Set each entry down exactly as written.

(Stored data)
-=-=-=-=-

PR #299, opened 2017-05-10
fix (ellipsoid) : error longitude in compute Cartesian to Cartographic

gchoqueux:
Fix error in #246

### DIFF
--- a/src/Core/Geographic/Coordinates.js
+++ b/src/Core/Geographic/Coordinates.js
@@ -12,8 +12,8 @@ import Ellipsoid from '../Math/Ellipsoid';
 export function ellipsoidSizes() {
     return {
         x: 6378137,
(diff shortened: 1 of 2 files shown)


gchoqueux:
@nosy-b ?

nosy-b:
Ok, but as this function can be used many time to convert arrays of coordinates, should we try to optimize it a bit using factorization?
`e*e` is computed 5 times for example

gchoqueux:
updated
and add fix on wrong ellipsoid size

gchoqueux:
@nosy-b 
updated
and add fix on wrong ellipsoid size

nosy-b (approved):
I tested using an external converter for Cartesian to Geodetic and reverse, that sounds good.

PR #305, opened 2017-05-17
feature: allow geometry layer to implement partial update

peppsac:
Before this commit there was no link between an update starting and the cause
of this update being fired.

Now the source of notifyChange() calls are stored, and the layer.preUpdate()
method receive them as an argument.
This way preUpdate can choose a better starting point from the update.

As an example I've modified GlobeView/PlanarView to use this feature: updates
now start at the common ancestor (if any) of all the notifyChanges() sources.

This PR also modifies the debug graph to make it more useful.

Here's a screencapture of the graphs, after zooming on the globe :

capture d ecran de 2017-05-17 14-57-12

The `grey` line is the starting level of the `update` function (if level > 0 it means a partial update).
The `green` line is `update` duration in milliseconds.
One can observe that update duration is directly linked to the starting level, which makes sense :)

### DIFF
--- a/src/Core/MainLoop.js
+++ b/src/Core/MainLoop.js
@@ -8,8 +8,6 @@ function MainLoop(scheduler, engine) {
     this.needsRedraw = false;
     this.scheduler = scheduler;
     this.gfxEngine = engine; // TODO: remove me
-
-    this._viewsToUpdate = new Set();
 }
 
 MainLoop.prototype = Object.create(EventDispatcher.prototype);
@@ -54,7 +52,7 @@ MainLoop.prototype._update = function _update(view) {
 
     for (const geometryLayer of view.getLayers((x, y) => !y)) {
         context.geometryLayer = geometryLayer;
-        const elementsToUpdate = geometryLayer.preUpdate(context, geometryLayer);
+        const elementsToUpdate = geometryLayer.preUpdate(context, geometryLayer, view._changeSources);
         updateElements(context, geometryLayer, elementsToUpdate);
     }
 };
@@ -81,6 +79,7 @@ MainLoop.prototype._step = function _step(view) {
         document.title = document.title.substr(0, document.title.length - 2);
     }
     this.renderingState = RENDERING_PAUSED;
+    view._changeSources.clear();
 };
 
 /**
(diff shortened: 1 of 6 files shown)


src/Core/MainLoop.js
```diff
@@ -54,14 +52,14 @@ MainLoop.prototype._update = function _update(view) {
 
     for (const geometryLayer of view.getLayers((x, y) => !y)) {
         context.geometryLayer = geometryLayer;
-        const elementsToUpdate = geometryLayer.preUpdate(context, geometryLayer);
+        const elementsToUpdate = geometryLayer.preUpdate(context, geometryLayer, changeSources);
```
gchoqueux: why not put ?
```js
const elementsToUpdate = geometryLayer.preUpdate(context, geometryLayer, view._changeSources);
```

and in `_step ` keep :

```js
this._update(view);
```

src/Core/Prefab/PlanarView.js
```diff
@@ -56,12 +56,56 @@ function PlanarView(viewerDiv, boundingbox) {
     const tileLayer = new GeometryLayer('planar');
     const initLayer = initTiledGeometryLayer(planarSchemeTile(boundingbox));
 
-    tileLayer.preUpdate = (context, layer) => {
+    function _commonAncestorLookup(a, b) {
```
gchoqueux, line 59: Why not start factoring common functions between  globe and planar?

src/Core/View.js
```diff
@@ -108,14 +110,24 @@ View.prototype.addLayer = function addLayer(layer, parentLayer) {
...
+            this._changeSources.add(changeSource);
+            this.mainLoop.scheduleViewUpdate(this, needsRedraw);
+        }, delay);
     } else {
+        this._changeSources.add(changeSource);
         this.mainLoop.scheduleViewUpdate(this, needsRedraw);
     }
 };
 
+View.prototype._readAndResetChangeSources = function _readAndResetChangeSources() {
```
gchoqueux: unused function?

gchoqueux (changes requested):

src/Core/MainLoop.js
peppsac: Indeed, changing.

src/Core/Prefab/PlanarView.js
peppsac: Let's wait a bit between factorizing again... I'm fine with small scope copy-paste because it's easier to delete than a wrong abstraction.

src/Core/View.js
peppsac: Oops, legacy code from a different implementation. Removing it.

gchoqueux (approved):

-=-=-=-=-

EXPECTED ANSWER:
PR #299, opened 2017-05-10
fix (ellipsoid) : error longitude in compute Cartesian to Cartographic

gchoqueux:
Fix error in #246

### DIFF
--- a/src/Core/Geographic/Coordinates.js
+++ b/src/Core/Geographic/Coordinates.js
@@ -12,8 +12,8 @@ import Ellipsoid from '../Math/Ellipsoid';
 export function ellipsoidSizes() {
     return {
         x: 6378137,
(diff shortened: 1 of 2 files shown)


gchoqueux:
@nosy-b ?

nosy-b:
Ok, but as this function can be used many time to convert arrays of coordinates, should we try to optimize it a bit using factorization?
`e*e` is computed 5 times for example

gchoqueux:
updated
and add fix on wrong ellipsoid size

gchoqueux:
@nosy-b 
updated
and add fix on wrong ellipsoid size

nosy-b (approved):
I tested using an external converter for Cartesian to Geodetic and reverse, that sounds good.

PR #305, opened 2017-05-17
feature: allow geometry layer to implement partial update

peppsac:
Before this commit there was no link between an update starting and the cause
of this update being fired.

Now the source of notifyChange() calls are stored, and the layer.preUpdate()
method receive them as an argument.
This way preUpdate can choose a better starting point from the update.

As an example I've modified GlobeView/PlanarView to use this feature: updates
now start at the common ancestor (if any) of all the notifyChanges() sources.

This PR also modifies the debug graph to make it more useful.

Here's a screencapture of the graphs, after zooming on the globe :

capture d ecran de 2017-05-17 14-57-12

The `grey` line is the starting level of the `update` function (if level > 0 it means a partial update).
The `green` line is `update` duration in milliseconds.
One can observe that update duration is directly linked to the starting level, which makes sense :)

### DIFF
--- a/src/Core/MainLoop.js
+++ b/src/Core/MainLoop.js
@@ -8,8 +8,6 @@ function MainLoop(scheduler, engine) {
     this.needsRedraw = false;
     this.scheduler = scheduler;
     this.gfxEngine = engine; // TODO: remove me
-
-    this._viewsToUpdate = new Set();
 }
 
 MainLoop.prototype = Object.create(EventDispatcher.prototype);
@@ -54,7 +52,7 @@ MainLoop.prototype._update = function _update(view) {
 
     for (const geometryLayer of view.getLayers((x, y) => !y)) {
         context.geometryLayer = geometryLayer;
-        const elementsToUpdate = geometryLayer.preUpdate(context, geometryLayer);
+        const elementsToUpdate = geometryLayer.preUpdate(context, geometryLayer, view._changeSources);
         updateElements(context, geometryLayer, elementsToUpdate);
     }
 };
@@ -81,6 +79,7 @@ MainLoop.prototype._step = function _step(view) {
         document.title = document.title.substr(0, document.title.length - 2);
     }
     this.renderingState = RENDERING_PAUSED;
+    view._changeSources.clear();
 };
 
 /**
(diff shortened: 1 of 6 files shown)


src/Core/MainLoop.js
```diff
@@ -54,14 +52,14 @@ MainLoop.prototype._update = function _update(view) {
 
     for (const geometryLayer of view.getLayers((x, y) => !y)) {
         context.geometryLayer = geometryLayer;
-        const elementsToUpdate = geometryLayer.preUpdate(context, geometryLayer);
+        const elementsToUpdate = geometryLayer.preUpdate(context, geometryLayer, changeSources);
```
gchoqueux: why not put ?
```js
const elementsToUpdate = geometryLayer.preUpdate(context, geometryLayer, view._changeSources);
```

and in `_step ` keep :

```js
this._update(view);
```

src/Core/Prefab/PlanarView.js
```diff
@@ -56,12 +56,56 @@ function PlanarView(viewerDiv, boundingbox) {
     const tileLayer = new GeometryLayer('planar');
     const initLayer = initTiledGeometryLayer(planarSchemeTile(boundingbox));
 
-    tileLayer.preUpdate = (context, layer) => {
+    function _commonAncestorLookup(a, b) {
```
gchoqueux, line 59: Why not start factoring common functions between  globe and planar?

src/Core/View.js
```diff
@@ -108,14 +110,24 @@ View.prototype.addLayer = function addLayer(layer, parentLayer) {
...
+            this._changeSources.add(changeSource);
+            this.mainLoop.scheduleViewUpdate(this, needsRedraw);
+        }, delay);
     } else {
+        this._changeSources.add(changeSource);
         this.mainLoop.scheduleViewUpdate(this, needsRedraw);
     }
 };
 
+View.prototype._readAndResetChangeSources = function _readAndResetChangeSources() {
```
gchoqueux: unused function?

gchoqueux (changes requested):

src/Core/MainLoop.js
peppsac: Indeed, changing.

src/Core/Prefab/PlanarView.js
peppsac: Let's wait a bit between factorizing again... I'm fine with small scope copy-paste because it's easier to delete than a wrong abstraction.

src/Core/View.js
peppsac: Oops, legacy code from a different implementation. Removing it.

gchoqueux (approved):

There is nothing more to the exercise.